【VOICE】北海道・弟子屈町の取り組み 一般社団法人 摩周湖観光協会 会長 渡辺隆幸 氏


渡辺氏

持続可能な観光地域づくりへ

 北海道の東部に位置する弟子屈町は、人口およそ6700人。東京23区よりも広い町域は、その65%が阿寒摩周国立公園に指定されています。日本一透明な摩周湖や日本最大のカルデラ湖である屈斜路湖をはじめ、今なお噴気をあげる硫黄山(アトサヌプリ)、カヌーイストの聖地とうたわれる釧路川などを擁し、豊かな自然に恵まれた、観光と農業を基幹産業とするまちです。

 弟子屈町では15年以上前から、持続可能な観光地域づくりに取り組んできました。観光地域づくりとは、住民自らが地域の日常性と結びついた観光資源を創り出す、地域づくり型の観光政策です。弟子屈町での観光地域づくりをけん引してきたのは、「てしかがえこまち推進協議会」という住民主体のまちづくり協議会。「誰もが自慢し、誰もが誇れるまち」をビジョンに掲げ、およそ70名の町民がさまざまな活動を行ってきました。

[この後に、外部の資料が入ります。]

Issue #931, opened 2023-05-09
Protocols: Add `aiida-pseudo` install command to `ValueError`


mbercx:
When a user tries to use a pseudopotential family that isn't installed, e.g.:

```python
from aiida import orm, load_profile
from aiida_quantumespresso.workflows.pw.base import PwBaseWorkChain

load_profile('dev')

structure = orm.load_node(15151) # Si
code = orm.load_code('qe-7.2-pw@localhost')

builder = PwBaseWorkChain.get_builder_from_protocol(
    structure=structure,
    code=code,
    overrides={'pseudo_family': 'SSSP/1.1/PBEsol/precision'}
)
```

The `get_builder_from_protocol()` command returns a `ValueError`:

```python
ValueError                                Traceback (most recent call last)
Cell In[15], line 9
      6 structure = orm.load_node(15151) # Si
      7 code = orm.load_code('qe-7.2-pw@localhost')
----> 9 builder = PwBaseWorkChain.get_builder_from_protocol(
     10     structure=structure,
     11     code=code,
     12     overrides={'pseudo_family': 'SSSP[/1.1/PBEsol/precision](https://vscode-remote+ssh-002dremote-002btheos-002dpc.vscode-resource.vscode-cdn.net/1.1/PBEsol/precision)'}
     13 )
...
    166     ) from exception
    168 try:
    169     cutoff_wfc, cutoff_rho = pseudo_family.get_recommended_cutoffs(structure=structure, unit='Ry')

ValueError: required pseudo family `SSSP/1.1/PBEsol/precision` is not installed. Please use `aiida-pseudo install` toinstall it.
```

Besides the absence of a space between `toinstall`, we could add specific instructions to install the family the user requested. I.e. in this case:

```
aiida-pseudo install sssp -v 1.1 -x PBEsol -p precision 
```

To do this properly, we'd need a utility method that converts the pseudo configuration (specified via the label) into the corresponding `aiida-pseudo install` command (perhaps also considering the defaults). This should probably be implemented in `aiida-pseudo` and used here.

The utility command can then also immediately do a check to see if the configuration exists at all. I was inclined to have the error message indicate that it's not a valid `aiida-pseudo` configuration, but of course users can also install custom families with recommended cutoffs. So it should probably say something along the lines of:

```
ValueError: required pseudo family `best-pseudos-ever-yo` is not installed.
Since it is not an "established" configuration, use `aiida-pseudo install family` to install it from a suitably formatted archive.
```

PR #1281, opened 2026-08-07
👌 Protocols: support pseudo families without recommended cutoffs

elinscott:
### Summary

This PR allows non-SSSP/PseudoDojo pseudo families to be used with the builders.

`aiida-pseudo install family <folder> <label>` installs a family the builders then refuse:

```
ValueError: required pseudo family `MyPseudos/local` is not installed.
Please use `aiida-pseudo install` toinstall it.
```

It is installed. `PwBaseWorkChain.get_builder_from_protocol` looks only for the family classes that can recommend cutoffs, and asks for those cutoffs before fetching the pseudos, so a family without them cannot be used at all — even when the `overrides` already give both (which take precedence anyway). A `CutoffsPseudoPotentialFamily` whose stringency is never set fails the same way, with `no default stringency has been defined`.

### Changes
**First commit.** The recommended cutoffs are requested only when the `overrides` do not already define both; the pseudos are fetched either way. The error still fires when nothing provides them, now naming the alternative.

**Second commit.** The query now names the base class rather than the three cutoff-recommending subclasses, and the capability is checked where the cutoffs are needed (`isinstance(..., RecommendedCutoffMixin)`):

```
ValueError: pseudo family `PseudoPotentialFamily<MyPseudos/local>` cannot recommend cutoffs.
Provide both `ecutwfc` and `ecutrho` in the `overrides`, or use a family that recommends them.
```

The old query's line was not "families whose cutoffs track the protocol": `get_recommended_cutoffs` is called with no stringency, and only `stringent` varies the family — by naming a different one, which a cutoffs family follows no better than a plain one.

### A question for the maintainers
Is the intent that `get_builder_from_protocol` always returns a builder with cutoffs set — so a plain family plus override cutoffs is legitimate, as implemented — or that only cutoff-recommending families are supported at all, in which case the right fix is just a clearer error and no widening? I have taken the first; the second commit can be dropped on its own.

### Notes
- this adds the first direct `aiida_pseudo` import to `src/` (entry points cover group classes, not mixins)
- this drops the now-unused module-level `SsspFamily` / `PseudoDojoFamily` / `CutoffsPseudoPotentialFamily` names from `workflows/pw/base.py`. Say if you would rather keep them.
- #931 proposes improving the neighbouring "not installed" error. This does not reword it, but it does stop it firing for families that are installed.

### DIFF
--- a/src/aiida_quantumespresso/workflows/pw/base.py
+++ b/src/aiida_quantumespresso/workflows/pw/base.py
@@ -216,15 +216,16 @@ class PwBaseWorkChain(ProtocolMixin, BaseRestartWorkChain):
         # Update the parameters based on the protocol inputs
         parameters = inputs['pw']['parameters']
 
+        system_overrides = (overrides or {}).get('pw', {}).get('parameters', {}).get('SYSTEM', {})
+        cutoffs_in_overrides = all(key in system_overrides for key in ('ecutwfc', 'ecutrho'))
+
         if overrides and 'pseudos' in overrides.get('pw', {}):
             pseudos = overrides['pw']['pseudos']
 
             if sorted(pseudos.keys()) != sorted(structure.get_kind_names()):
                 raise ValueError(f'`pseudos` override needs one value for each of the {len(structure.kinds)} kinds.')
 
-            system_overrides = overrides['pw'].get('parameters', {}).get('SYSTEM', {})
-
-            if not all(key in system_overrides for key in ('ecutwfc', 'ecutrho')):
+            if not cutoffs_in_overrides:
                 raise ValueError(
                     'When overriding the pseudo potentials, both `ecutwfc` and `ecutrho` cutoffs should be '
                     f'provided in the `overrides`: {overrides}'
@@ -244,15 +245,20 @@ class PwBaseWorkChain(ProtocolMixin, BaseRestartWorkChain):
                     'install it.'
                 ) from exception
 
-            try:
-                parameters['SYSTEM']['ecutwfc'], parameters['SYSTEM']['ecutrho'] = (
-                    pseudo_family.get_recommended_cutoffs(structure=structure, unit='Ry')
-                )
-                pseudos = pseudo_family.get_pseudos(structure=structure)
-            except ValueError as exception:
-                raise ValueError(
-                    f'failed to obtain recommended cutoffs for pseudo family `{pseudo_family}`: {exception}'
-                ) from exception
+            # Families that do not define recommended cutoffs can still be used, as long as the `overrides` provide
+            # both cutoffs themselves, since these are applied further down and take precedence anyway.
+            if not cutoffs_in_overrides:
+                try:
+                    parameters['SYSTEM']['ecutwfc'], parameters['SYSTEM']['ecutrho'] = (
+                        pseudo_family.get_recommended_cutoffs(structure=structure, unit='Ry')
+                    )
+                except ValueError as exception:
+                    raise ValueError(
+                        f'failed to obtain recommended cutoffs for pseudo family `{pseudo_family}`: {exception} '
+                        'If the family does not define any, specify both `ecutwfc` and `ecutrho` in the `overrides`.'
+                    ) from exception
+
+            pseudos = pseudo_family.get_pseudos(structure=structure)
 
         parameters['CONTROL']['etot_conv_thr'] = natoms * meta_parameters['etot_conv_thr_per_atom']
         parameters['ELECTRONS']['conv_thr'] = natoms * meta_parameters['conv_thr_per_atom']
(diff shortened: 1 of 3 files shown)


t-reents:
I'll have a closer look later today. 

Regarding your question:

>Is the intent that get_builder_from_protocol always returns a builder with cutoffs set — so a plain family plus override cutoffs is legitimate, as implemented — or that only cutoff-recommending families are supported at all, in which case the right fix is just a clearer error and no widening?

Based on the historical implementation, I think the latter is/was true (not sure about the intention). Nonetheless, I think that the most important aspect is that the builder should always be populated when it gets returned. Hence, I don't see a reason why one should limit it to cutoff recommending families. 

I think there are/should be 3 valid options:

1. A cutoff recommending family is used: nothing else needed
2. A PP family without recommended cutoffs: Check that cutoffs are provided in the overrides. If not, raise. So the important part is indeed that this should not work without the overrides.
3. Custom pseudos via overrides: As done in #1102, ensure that pseudos are provided for all elements via the overrides and that the cutoffs are also manually specified.

As long as those 3 cases are covered, I don't see a problem. Based on the approach that you selected, I guess that you agree with my interpretation, so no need to change anything.

As I said, I will have a look at the actual implementation later, but if there are no further issues, I'm happy to continue with your "design".

src/aiida_quantumespresso/workflows/pw/base.py
```diff
@@ -216,43 +215,52 @@ def get_builder_from_protocol(
...
                 )
 
         else:
             try:
-                pseudo_set = (
-                    PseudoDojoFamily,
-                    SsspFamily,
-                    CutoffsPseudoPotentialFamily,
+                pseudo_family = (
+                    orm.QueryBuilder().append(PseudoPotentialFamily, filters={'label': pseudo_family}).one()[0]
```
t-reents: This was not introduced by this PR, but would you mind adding another exception for `MultipleObjectsError`, in case multiple families with the same label are found?

Other than that, I reviewed the implementation and all looks good.

elinscott:
Thanks @t-reents !

> I think there are/should be 3 valid options:
> 
> 1. A cutoff recommending family is used: nothing else needed
> 2. A PP family without recommended cutoffs: Check that cutoffs are provided in the overrides. If not, raise. So the important part is indeed that this should not work without the overrides.
> 3. Custom pseudos via overrides: As done in [🐛 `get_builder_from_protocol`: Fix bugs when overriding pseudopotentials #1102](https://github.com/aiidateam/aiida-quantumespresso/pull/1102), ensure that pseudos are provided for all elements via the overrides and that the cutoffs are also manually specified.

Agreed. Cases 1 and 2 are what the PR implements; I checked case 3 against the current code rather than assuming it, and it behaves as you describe. The `pseudos`-in-`overrides` branch compares `sorted(pseudos.keys())` with the structure's kind names, so pseudos for only some kinds are refused, as are keys naming something the structure does not contain, and both `ecutwfc` and `ecutrho` have to be in the `overrides`. On a water molecule I get:

```
# pseudos for O only, both cutoffs given
ValueError: `pseudos` override needs one value for each of the 2 kinds.

# pseudos for both kinds, ecutwfc only
ValueError: When overriding the pseudo potentials, both `ecutwfc` and `ecutrho` cutoffs should be provided in the `overrides`: ...
```

t-reents (approved):

t-reents:
Thanks for adding the test and also confirming the expected behavior! 
I'll merge once the CI passes (which was already the case before I merged main).

src/aiida_quantumespresso/workflows/pw/base.py
elinscott: Added in the latest commit. To be fair, it's not actually entirely unrelated: group labels are unique per type string, so a plain `PseudoPotentialFamily` and an `SsspFamily`/`CutoffsPseudoPotentialFamily` can share one. so this PR makes this clash **more** likely.

Now gives an error such as

```
    ValueError: the label `custom/shared-label` matches more than one installed pseudo family:
    `PseudoPotentialFamily<custom/shared-label>`, `CutoffsPseudoPotentialFamily<custom/shared-label>`.
    Please delete or relabel all but one, or pass the `pseudos` in the `overrides` instead.
```

elinscott:
> Thanks for adding the test and also confirming the expected behavior! I'll merge once the CI passes (which was already the case before I merged main).

No problem — thanks! (In case you missed it, see my in-thread reply I just posted)

t-reents:
Ah yes, just saw the comment. Indeed, this is also why I raised it. While it was already possible before, the changes made it a bit more likely to actually occur.

elinscott:
> Ah yes, just saw the comment. Indeed, this is also why I raised it. While it was already possible before, the changes made it a bit more likely to actually occur.

Turns out this is an edge case but it _can_ happen if you're sadistic: aiidateam/aiida-pseudo#206

t-reents:
Haha, yes, I also played with it yesterday before asking for the test. I will have a look at `aiida-pseudo` next week, but I also think that this should be handled differently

 協議会の専門部会の一つである「エコツーリズム推進部会」が進めてきたのは、硫黄山でのエコツアー開発です。ルートを引くところから、関係省庁との折衝、仕組みの整備、ガイドの育成まで官民一体となって取り組みを進めた一大プロジェクトです。硫黄山の貴重な自然を保護するため、エコツーリズム推進法に基づく立ち入り制限を行った上で認定ガイド制度を導入していることが特徴で、2020年より「アトサヌプリトレッキングツアー」として販売しています。これらの取り組みは23年2月に環境大臣賞である「エコツーリズム大賞」を受賞しました。

 また弟子屈町では、22年度より町の観光政策の柱となる「弟子屈町観光振興計画」が施行されています。その目的は、「弟子屈町らしい持続可能な観光」の指針を共有し、実現に向けた取り組みを促進すること。そのために掲げたスローガンが、「行きたいまちへ、生きたいまちへ。」。まずは行きたい、そして生きたいまちになるために、住民自らがふだんの暮らしの中にある豊かさや魅力を伝え、守ることと遺すことで次世代にその価値をつないでいくことが大切としています。持続可能な観光地の国際基準であるGSTCを導入し、「今日からできる町民アクション」を各施策に掲載していることも特徴です。

 てしかがえこまち推進協議会の事務局を務め、アトサヌプリトレッキングツアーの主催団体でもある当協会も、引き続き弟子屈町観光振興計画に沿って、地域住民の皆さんと一体となった観光地域づくりを推進していければと考えております。